(The data begins)

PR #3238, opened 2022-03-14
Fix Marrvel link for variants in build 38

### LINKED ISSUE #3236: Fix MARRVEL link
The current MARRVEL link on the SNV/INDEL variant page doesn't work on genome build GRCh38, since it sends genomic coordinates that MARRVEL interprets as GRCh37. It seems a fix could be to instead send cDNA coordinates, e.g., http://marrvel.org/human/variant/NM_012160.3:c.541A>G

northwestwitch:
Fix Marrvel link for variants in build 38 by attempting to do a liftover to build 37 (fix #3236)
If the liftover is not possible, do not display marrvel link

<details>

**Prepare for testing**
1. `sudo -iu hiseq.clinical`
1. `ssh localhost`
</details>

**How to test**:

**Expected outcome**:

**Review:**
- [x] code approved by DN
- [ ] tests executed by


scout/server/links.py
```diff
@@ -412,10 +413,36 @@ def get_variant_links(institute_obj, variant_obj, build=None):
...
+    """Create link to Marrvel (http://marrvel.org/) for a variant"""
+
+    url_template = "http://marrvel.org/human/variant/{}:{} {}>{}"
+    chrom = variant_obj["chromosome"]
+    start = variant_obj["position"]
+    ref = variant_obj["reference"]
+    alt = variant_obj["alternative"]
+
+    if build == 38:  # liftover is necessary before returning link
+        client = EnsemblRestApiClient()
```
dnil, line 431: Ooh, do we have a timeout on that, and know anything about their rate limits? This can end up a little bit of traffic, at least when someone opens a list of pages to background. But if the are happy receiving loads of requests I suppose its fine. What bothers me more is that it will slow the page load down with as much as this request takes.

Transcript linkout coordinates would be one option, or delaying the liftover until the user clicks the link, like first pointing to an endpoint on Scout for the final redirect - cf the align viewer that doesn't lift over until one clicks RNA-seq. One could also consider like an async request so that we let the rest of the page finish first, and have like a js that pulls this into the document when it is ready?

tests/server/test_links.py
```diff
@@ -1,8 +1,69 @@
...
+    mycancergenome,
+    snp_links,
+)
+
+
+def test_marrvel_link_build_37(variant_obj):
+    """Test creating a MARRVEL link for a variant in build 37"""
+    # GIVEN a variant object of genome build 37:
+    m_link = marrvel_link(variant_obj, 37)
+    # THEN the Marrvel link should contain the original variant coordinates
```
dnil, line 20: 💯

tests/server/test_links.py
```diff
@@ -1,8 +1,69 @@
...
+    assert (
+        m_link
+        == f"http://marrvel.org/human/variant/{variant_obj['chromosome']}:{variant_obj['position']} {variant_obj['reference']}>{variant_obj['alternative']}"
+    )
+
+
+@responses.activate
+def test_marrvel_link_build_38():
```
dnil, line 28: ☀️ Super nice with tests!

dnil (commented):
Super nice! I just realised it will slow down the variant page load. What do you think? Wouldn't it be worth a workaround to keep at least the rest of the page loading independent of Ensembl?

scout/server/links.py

(The data ends)

*Problem*
Go through the records and count the lines that include "nice", then give only that number.

*Output below*
2